The Guest Blog

Guest blog post by Elettra Di Massa, EU Politics postgraduate student at the London School of Economics and Political Science (LSE).

Since the EU hammered a deal with Turkey in March 2016, EU officials and national governments have been under the impression that it was a success in dealing with the refugee crisis, given the decrease in numbers of crossings from Turkey to Greece. Yet, while these measures may have momentarily reduced the number of deaths in the Aegean Sea, this also effectively reopened the Central Mediterranean route, which is once again the deadliest route to Europe. In 2017, already 254 people have died along this stretch of sea, setting a new tragic record.

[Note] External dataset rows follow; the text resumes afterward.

PR #3561, opened 2023-06-01
Stop loading transfers for deleted accounts

IvanBelyakoff:
Previously no event was sent using account feed, when an account was removed.
Introduced events for adding and removing accounts and handling them properly.

### DIFF
--- a/services/accounts/accounts.go
+++ b/services/accounts/accounts.go
@@ -15,6 +15,7 @@ import (
 	"github.com/status-im/status-go/multiaccounts/accounts"
 	"github.com/status-im/status-go/params"
 	"github.com/status-im/status-go/protocol"
+	"github.com/status-im/status-go/services/accounts/accountsevent"
 )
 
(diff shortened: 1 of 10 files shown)


dlipicar (approved):
LGTM!

I don't think we're currently doing a proper cleanup when an account gets removed (that is, different tables, like `blocks` and `transfers`, remain populated with data associated with an account that's not there anymore). There's a DB size and performance hit, so we should perhaps consider that improvement in the future.

IvanBelyakoff:
> LGTM!
> 
> I don't think we're currently doing a proper cleanup when an account gets removed (that is, different tables, like `blocks` and `transfers`, remain populated with data associated with an account that's not there anymore). There's a DB size and performance hit, so we should perhaps consider that improvement in the future.

you are right, initially I was going to fix removing data from these tables for removed accounts, but that should be done on per strategy basis as the sequential strategy, for example, uses one extra table that it needs to clear, so it might need some refactoring, so I left it out of scope of this PR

So it is no wonder that managing migration along the Central Mediterranean route is the new priority for EU Heads of State in Malta. Already in the early days of his Council Presidency, Maltese Prime Minister Joseph Muscat has clarified his intention to address the refugee crisis by replicating the EU-Turkey deal with other countries along the EU’s southern borders, Libya in particular. The European Commission is also on board: The Commissioner for Migration and Home Affairs met with Libyan PM Al-Sarraj and the two had “fruitful discussions to step up cooperation on migration.”

Stepping up cooperation with Libya on migration is particularly high up on the political agenda of Italian Prime Minister, Paolo Gentiloni. Since Gentiloni took over the reins after his Democratic Party colleague Matteo Renzi stepped down following a stunning defeat in the Constitutional referendum, getting tough on migration control has been his primary objective. Libyan PM Al-Sarraj was in Palazzo Chigi signing a memorandum committing both parties to reinforce cooperation on migration control. Clearly, Italy is determined to “act as a pioneer” in this policy area.

But if the EU-Turkey deal has proven anything in the past year, it is its unfeasibility. Not just because of the sheer human rights violations stemming from the readmission agreement and ineffectiveness of the ‘one in one out’ relocation policy, but also because it has locked the EU in a situation of interdependence with Turkey, at a time of increasing nationalism and instability. Turkish President Erdogan’s priorities are increasingly domestic. Although he won the referendum, his victory was so narrow (51.3%) that it is likely that he will still aim to maintain the support of the ultranationalist MHP.

In line with this increasingly anti-democratic trajectory, EU relations and complying with EU rules predictably takes a backseat, all while the EU becomes more and more dependent on the migration deal. Of course, Erdogan knows this well and has multiple times threatened to “open the gates,” unless there is progress on the visa liberalization dialogue. This effectively puts the EU in a bleak situation, becoming overwhelmingly reliant on the country it is supposed to be influencing.

This could only get worse if this type of deal was replicated with Libya, given the instability that has afflicted the country since the Arab Spring. If Turkey’s nationalist U-turn is cause for concern, the lack of functioning government which led many to dub Libya a quasi-failed state should make us think again about training Libyan border guards and increasing political dialogue with the country. And let us not forget that, while Turkey is at least a signatory of the Refugee Convention (although not the Protocol), Libya has signed up to neither. Political instability, the lack of a functioning asylum system, and documented cases of abuse – a video popped up online a few days ago documenting Libyan border guards whipping asylum-seekers – should automatically write off Libya as an unsafe country for refugees, by the EU’s own standards.

The EU must be wary of using the EU-Turkey deal as a blueprint. Not only because of the devastating humanitarian consequences, but also because the EU already faces an unprecedented crisis of legitimacy which is partly due to the failed response to the refugee crisis. But entangling itself with and becoming dependent from authoritarian governments or semi-failed states is not the answer; if anything, it will continue to highlight the EU’s inconsistencies and withdrawal from the liberal democratic values it professes to be founded upon.